10x^{2}-6-9x=0

Subtract 9x from both sides.

10x^{2}-9x-6=0

All equations of the form ax^{2}+bx+c=0 can be solved using the quadratic formula: \frac{-b±\sqrt{b^{2}-4ac}}{2a}. The quadratic formula gives two solutions, one when ± is addition and one when it is subtraction.

x=\frac{-\left(-9\right)±\sqrt{\left(-9\right)^{2}-4\times 10\left(-6\right)}}{2\times 10}

This equation is in standard form: ax^{2}+bx+c=0. Substitute 10 for a, -9 for b, and -6 for c in the quadratic formula, \frac{-b±\sqrt{b^{2}-4ac}}{2a}.

x=\frac{-\left(-9\right)±\sqrt{81-4\times 10\left(-6\right)}}{2\times 10}

Square -9.

x=\frac{-\left(-9\right)±\sqrt{81-40\left(-6\right)}}{2\times 10}

Multiply -4 times 10.

x=\frac{-\left(-9\right)±\sqrt{81+240}}{2\times 10}

Multiply -40 times -6.

x=\frac{-\left(-9\right)±\sqrt{321}}{2\times 10}

Add 81 to 240.

x=\frac{9±\sqrt{321}}{2\times 10}

The opposite of -9 is 9.

x=\frac{9±\sqrt{321}}{20}

Multiply 2 times 10.

x=\frac{\sqrt{321}+9}{20}

Now solve the equation x=\frac{9±\sqrt{321}}{20} when ± is plus. Add 9 to \sqrt{321}.

x=\frac{9-\sqrt{321}}{20}

Now solve the equation x=\frac{9±\sqrt{321}}{20} when ± is minus. Subtract \sqrt{321} from 9.

x=\frac{\sqrt{321}+9}{20} x=\frac{9-\sqrt{321}}{20}

The equation is now solved.

10x^{2}-6-9x=0

Subtract 9x from both sides.

10x^{2}-9x=6

Add 6 to both sides. Anything plus zero gives itself.

\frac{10x^{2}-9x}{10}=\frac{6}{10}

Divide both sides by 10.

x^{2}-\frac{9}{10}x=\frac{6}{10}

Dividing by 10 undoes the multiplication by 10.

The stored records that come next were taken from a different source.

PR #250, opened 2021-04-18
Add support for bitwise operators

jcp19:
This PR introduces the following changes:
- Adds support for bitwise operators and extends the constant expression evaluator to handle them. I also added support for integer type converions in the constant evaluator
- Adds support for binary, octal and hexadecimal integer literals
- Changes the cardinality operator for sets from `|exp|` to `len(exp)`. This makes it more consistent with the rest of the language and avoids a parsing ambiguity with the `|` bitwise operator
- Fix some bugs in the type system. A noteworthy change is that Gobra now rejects expressions like `uint(1) + (-1)` which it previously accepted.


src/main/scala/viper/gobra/ast/internal/PrettyPrinter.scala
```diff
@@ -472,7 +473,14 @@ class DefaultPrettyPrinter extends PrettyPrinter with kiama.output.PrettyPrinter
       braces(space <> showExprList(exprs) <> (if (exprs.nonEmpty) space else emptyDoc))
 
   def showLit(l: Lit): Doc = l match {
-    case IntLit(v, _) => v.toString
+    case IntLit(lit, _, base) =>
+      val prefix = base match {
+        case Binary => "0b"
+        case Octal => "0o"
```
ArquintL, line 479: this is inconsistent with the frontend pretty printer

ArquintL:
What is the cardinality operator for multisets now?

src/main/scala/viper/gobra/ast/internal/Program.scala
```diff
@@ -865,7 +857,7 @@ sealed trait BoolOperation extends Expr {
 }
 
 sealed trait IntOperation extends Expr {
-  override val typ: Type = IntT(Addressability.rValue)
+  override def typ: Type = IntT(Addressability.rValue)
```
ArquintL, line 860: why is this change necessary?

src/main/scala/viper/gobra/ast/internal/utility/Nodes.scala
```diff
@@ -139,6 +138,7 @@ object Nodes {
         case OptionSome(exp) => Seq(exp)
         case OptionGet(exp) => Seq(exp)
         case Negation(operand) => Seq(operand)
+        case BitNeg(operand) => Seq(operand)
```
ArquintL, line 141: `BitNeg` is missing in `GobraStrategy.scala`. What about all other newly introduced internal nodes?

src/main/scala/viper/gobra/frontend/Parser.scala
```diff
@@ -703,12 +709,18 @@ object Parser {
       precedence5 ~ ("++" ~> precedence6) ^^ PSequenceAppend |
         precedence5 ~ ("+" ~> precedence6) ^^ PAdd |
         precedence5 ~ ("-" ~> precedence6) ^^ PSub |
+        precedence5 ~ (not("||") ~> "|" ~> precedence6) ^^ PBitOr |
```
ArquintL, line 712: interesting rule, I did not think about this to resolve certain ambiguities!

src/main/scala/viper/gobra/frontend/info/implementation/property/ConstantEvaluation.scala
```diff
@@ -64,7 +66,27 @@ trait ConstantEvaluation { this: TypeInfoImpl =>
...
+      }
+      case PBitNegation(op) =>
+        // Not sufficient to do `intConstantEval(op) map (_.unary_~)`, produces wrong results for unsigned int values
+        exprType(op) match {
+          case IntT(t) =>
+            val constEval = intConstantEval(op)
+            constEval map { constValue =>
+              t match {
+                case UnboundedInteger | _: Signed => ~constValue
+                case u: Unsigned => BigInt(~constValue.toShort) mod (u.upper + 1)
```
ArquintL, line 85: why do you call `toShort`? Doesn't this result in a loss of precision?

src/main/scala/viper/gobra/frontend/info/implementation/typing/ExprTyping.scala
```diff
@@ -333,13 +342,60 @@ trait ExprTyping extends BaseTyping { this: TypeInfoImpl =>
             case _ => assignableTo.errors(l, UNTYPED_INT_CONST)(n) ++ assignableTo.errors(r, UNTYPED_INT_CONST)(n)
           }
           case (_: PAdd, StringT, StringT) => noMessages
-          case (_: PAdd | _: PSub | _: PMul | _: PMod | _: PDiv, l, r) =>
-            if (l == PermissionT || r == PermissionT || getTypeFromCtxt(n.asInstanceOf[PNumExpression]).contains(PermissionT)) {
+          case (_: PAdd | _: PSub | _: PMul | _: PMod | _: PDiv | _: PBitAnd | _: PBitOr | _: PBitXor | _: PBitClear, l, r) =>
+            if (l == PermissionT || r == PermissionT || getTypeFromCtxt(n).contains(PermissionT)) {
```
ArquintL, line 346: Do we effectively allow bitwise operations with permissions on lhs and rhs?

src/main/scala/viper/gobra/frontend/info/implementation/typing/ExprTyping.scala
```diff
@@ -333,13 +342,60 @@ trait ExprTyping extends BaseTyping { this: TypeInfoImpl =>
...
+              lIsInteger ++ rIsInteger ++ typesAreMergeable ++ exprWithinBounds
             }
+          case (_: PShiftLeft, l, r) =>
+            val integerOperands = assignableTo.errors(l, UNTYPED_INT_CONST)(n) ++ assignableTo.errors(r, UNTYPED_INT_CONST)(n)
+            if (integerOperands.isEmpty) {
+              intConstantEval(n.right.asInstanceOf[PExpression]) match {
+                case Some(v) =>
+                  // The Go compiler checks that the RHS of (<<) is non-negative and, at most, the size
+                  // of the type of the left operand (or 512 if there is an untyped const on the left)
+                  val lowerBound = error(n.right, s"constant ${n.right} overflows uint", v < 0)
```
ArquintL, line 377: Is this indeed called `overflow`? A negative left shift sounds to me more like a right shift with non-negative value

src/main/scala/viper/gobra/frontend/info/implementation/typing/ExprTyping.scala
```diff
@@ -333,13 +342,60 @@ trait ExprTyping extends BaseTyping { this: TypeInfoImpl =>
...
+                  val nBits = exprOrTypeType(n.left) match {
+                    case IntT(t: BoundedIntegerKind) => t.nbits
+                    case IntT(UnboundedInteger) => MAX_SHIFT
+                    case t => violation(s"unexpected type $t")
+                  }
+                  val upperBound = error(n.right, s"shift count ${n.right} large for type ${exprOrTypeType(n.left)}", v > nBits)
```
ArquintL, line 383:
```suggestion
                  val upperBound = error(n.right, s"shift count ${n.right} too large for type ${exprOrTypeType(n.left)}", v > nBits)
```

src/main/scala/viper/gobra/frontend/info/implementation/typing/ExprTyping.scala
```diff
@@ -333,13 +342,60 @@ trait ExprTyping extends BaseTyping { this: TypeInfoImpl =>
...
+                case None => noMessages
+              }
+            } else integerOperands
+          case (_: PShiftRight, l, r) =>
+            val integerOperands = assignableTo.errors(l, UNTYPED_INT_CONST)(n) ++ assignableTo.errors(r, UNTYPED_INT_CONST)(n)
+            if (integerOperands.isEmpty) {
+              (intConstantEval(n.right.asInstanceOf[PExpression]) match {
+                case Some(v) =>
+                  // The Go compiler only checks that the RHS of (>>) is non-negative
+                  error(n, s"constant $r overflows uint", v < 0)
```
ArquintL, line 395: same here, I would simply create an error message stating that the constant is negative

src/main/scala/viper/gobra/reporting/VerifierError.scala
```diff
@@ -246,6 +246,11 @@ case class MapMakePreconditionError(info: Source.Verifier.Info) extends Verifica
   override def localMessage: String = s"The provided length to ${info.origin.tag.trim} might be negative"
 }
 
+case class ShiftPreconditionError(info: Source.Verifier.Info) extends VerificationError {
+  override def localId: String = "shift_precondition_error"
+  override def localMessage: String = s"The shift count in ${info.origin.tag.trim} might be negative"
```
ArquintL, line 251: Is `count` a common terminology? I would otherwise prefer `amount`
```suggestion
  override def localMessage: String = s"The shift amount in ${info.origin.tag.trim} might be negative"
```

src/main/scala/viper/gobra/translator/encodings/IntEncoding.scala
```diff
@@ -48,6 +64,103 @@ class IntEncoding extends LeafTypeEncoding {
...
+    col.addMember(bitwiseOr)
+    col.addMember(bitwiseXor)
+    col.addMember(bitClear)
+    col.addMember(shiftLeft)
+    col.addMember(shiftRight)
+    col.addMember(bitwiseNegation)
+  }
+
+  /* Bitwise Operations */
+  private val bitwiseAnd: vpr.Function =
```
ArquintL, line 89: A few comments to this file:
- all bitwise operations are simply uninterpreted function applications, right? Thus, connecting to bit vectors comes at a later point in time?
- you could change your bitwise operations to be `lazy val` and keep track whether they are actually invoked such that only used functions get emitted

ArquintL (approved):
Looks overall good to me. I have a couple of questions and/or remarks

src/main/scala/viper/gobra/translator/encodings/IntEncoding.scala
jcp19: > What is the cardinality operator for multisets now?

It is the same as the regular sets: `len(exp)` where `exp`

src/main/scala/viper/gobra/frontend/info/implementation/resolution/AmbiguityResolution.scala
```diff
@@ -99,14 +100,15 @@ trait AmbiguityResolution { this: TypeInfoImpl =>
 
     case n: PInvoke =>
       exprOrType(n.base) match {
-        case Right(t) => Some(ap.Conversion(t, n.args))
+        case Right(t) if n.args.length == 1 => Some(ap.Conversion(t, n.args.head))
```
Felalolf, line 103: why did you do this change?

src/main/scala/viper/gobra/ast/internal/PrettyPrinter.scala
jcp19: should be fixed in the last commit

src/main/scala/viper/gobra/ast/internal/Program.scala
jcp19: The goal here was to make `typ` in the class `BinaryIntExpr` also a `def`. The reason is that the binary bitwise operators are subtypes of `BinaryIntExpr`. If `typ` is a val, then on the initialization of an instance of `ShiftRight`, the `typ` field would also be initialized. Because the types of both operands cannot be merged, this would trigger a violation. Even when I overrode that field, I got that same violation. Changing it to `def` solved the issue

src/main/scala/viper/gobra/ast/internal/utility/Nodes.scala
jcp19: Good catch, I often forget about these because `Node` is not a sealed trait and thus, the compiler does not complain about missing cases.

src/main/scala/viper/gobra/frontend/info/implementation/property/ConstantEvaluation.scala
jcp19: surprisingly, I did not manage to trigger a case where this caused loss of precision. I have however changed the code to be less fragile in this regard

src/main/scala/viper/gobra/frontend/info/implementation/typing/ExprTyping.scala
jcp19: This was initially my idea but then I opted to not do it - I don't think it makes sense to have bitwise operators in permissions because they do not have a standard bit representation. However, I forgot to change this.

src/main/scala/viper/gobra/frontend/info/implementation/typing/ExprTyping.scala
jcp19: The Go compiler does indeed report this as an overflow. For example, in this program, 
```go
package main

import (
	"fmt"
)

func main() {
	fmt.Println(1 << -1)
}
```
Go reports the following erros:
```
./prog.go:8:16: constant -1 overflows uint
./prog.go:8:16: invalid negative shift count: -1
```

The reason is that Go expects the right operand to be of uint type and considers that negative right operands overflow uint

src/main/scala/viper/gobra/reporting/VerifierError.scala
jcp19: Count is the default terminology of the Go compiler. For example,
```go
package main

const N = 1 << 513
```
leads to the compiler error
```
./prog.go:3:13: shift count too large: 513
```

src/main/scala/viper/gobra/translator/encodings/IntEncoding.scala
jcp19: That is indeed a good idea

src/main/scala/viper/gobra/frontend/info/implementation/resolution/AmbiguityResolution.scala
jcp19: According to the Go spec,
> An explicit conversion is an expression of the form T(x) where T is a type and x is an expression that can be converted to type T.

In other words, a conversion must have exactly one argument. Before, `ap.Conversion` expected an argument of type `Vector[Expr]` and we had a second check somewhere that it had exactly one value. I don't see a point in having all this complexity. Instead, we can just make invalid instances of ap.Conversion unrepresentable

src/main/scala/viper/gobra/ast/internal/utility/Nodes.scala
ArquintL: I do also always forget them as well. We should either check whether we need this serialization & deserialization at all and then either remove it or write unit tests that consistently trigger them

src/main/scala/viper/gobra/frontend/info/implementation/property/ConstantEvaluation.scala
ArquintL: But why does it has to be a short? Elsewhere in this file, you're for example using `toLong`

src/main/scala/viper/gobra/frontend/info/implementation/typing/ExprTyping.scala
ArquintL: I see, thanks for the explanation!

src/main/scala/viper/gobra/reporting/VerifierError.scala
ArquintL: Okay, then ignore my comment

src/main/scala/viper/gobra/frontend/info/implementation/property/ConstantEvaluation.scala
jcp19: Long story short, it does not need to be cast actually, `mod` guarantees the correct result without it. However, in my initial version (before using `mod`), I did need a cast to be sure that I produced the correct result. More precisely, I wanted to invert the exact number of bits that the bitwise representation has. I forgot to remove it when I started using `mod`. I removed this complexity in my last commit.

ArquintL (approved):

x^{2}-\frac{9}{10}x=\frac{3}{5}

Reduce the fraction \frac{6}{10} to lowest terms by extracting and canceling out 2.

x^{2}-\frac{9}{10}x+\left(-\frac{9}{20}\right)^{2}=\frac{3}{5}+\left(-\frac{9}{20}\right)^{2}

Divide -\frac{9}{10}, the coefficient of the x term, by 2 to get -\frac{9}{20}. Then add the square of -\frac{9}{20} to both sides of the equation. This step makes the left hand side of the equation a perfect square.

x^{2}-\frac{9}{10}x+\frac{81}{400}=\frac{3}{5}+\frac{81}{400}

Square -\frac{9}{20} by squaring both the numerator and the denominator of the fraction.

x^{2}-\frac{9}{10}x+\frac{81}{400}=\frac{321}{400}

Add \frac{3}{5} to \frac{81}{400} by finding a common denominator and adding the numerators. Then reduce the fraction to lowest terms if possible.

\left(x-\frac{9}{20}\right)^{2}=\frac{321}{400}

Factor x^{2}-\frac{9}{10}x+\frac{81}{400}. In general, when x^{2}+bx+c is a perfect square, it can always be factored as \left(x+\frac{b}{2}\right)^{2}.

\sqrt{\left(x-\frac{9}{20}\right)^{2}}=\sqrt{\frac{321}{400}}

Take the square root of both sides of the equation.

x-\frac{9}{20}=\frac{\sqrt{321}}{20} x-\frac{9}{20}=-\frac{\sqrt{321}}{20}

Simplify.

x=\frac{\sqrt{321}+9}{20} x=\frac{9-\sqrt{321}}{20}

Add \frac{9}{20} to both sides of the equation.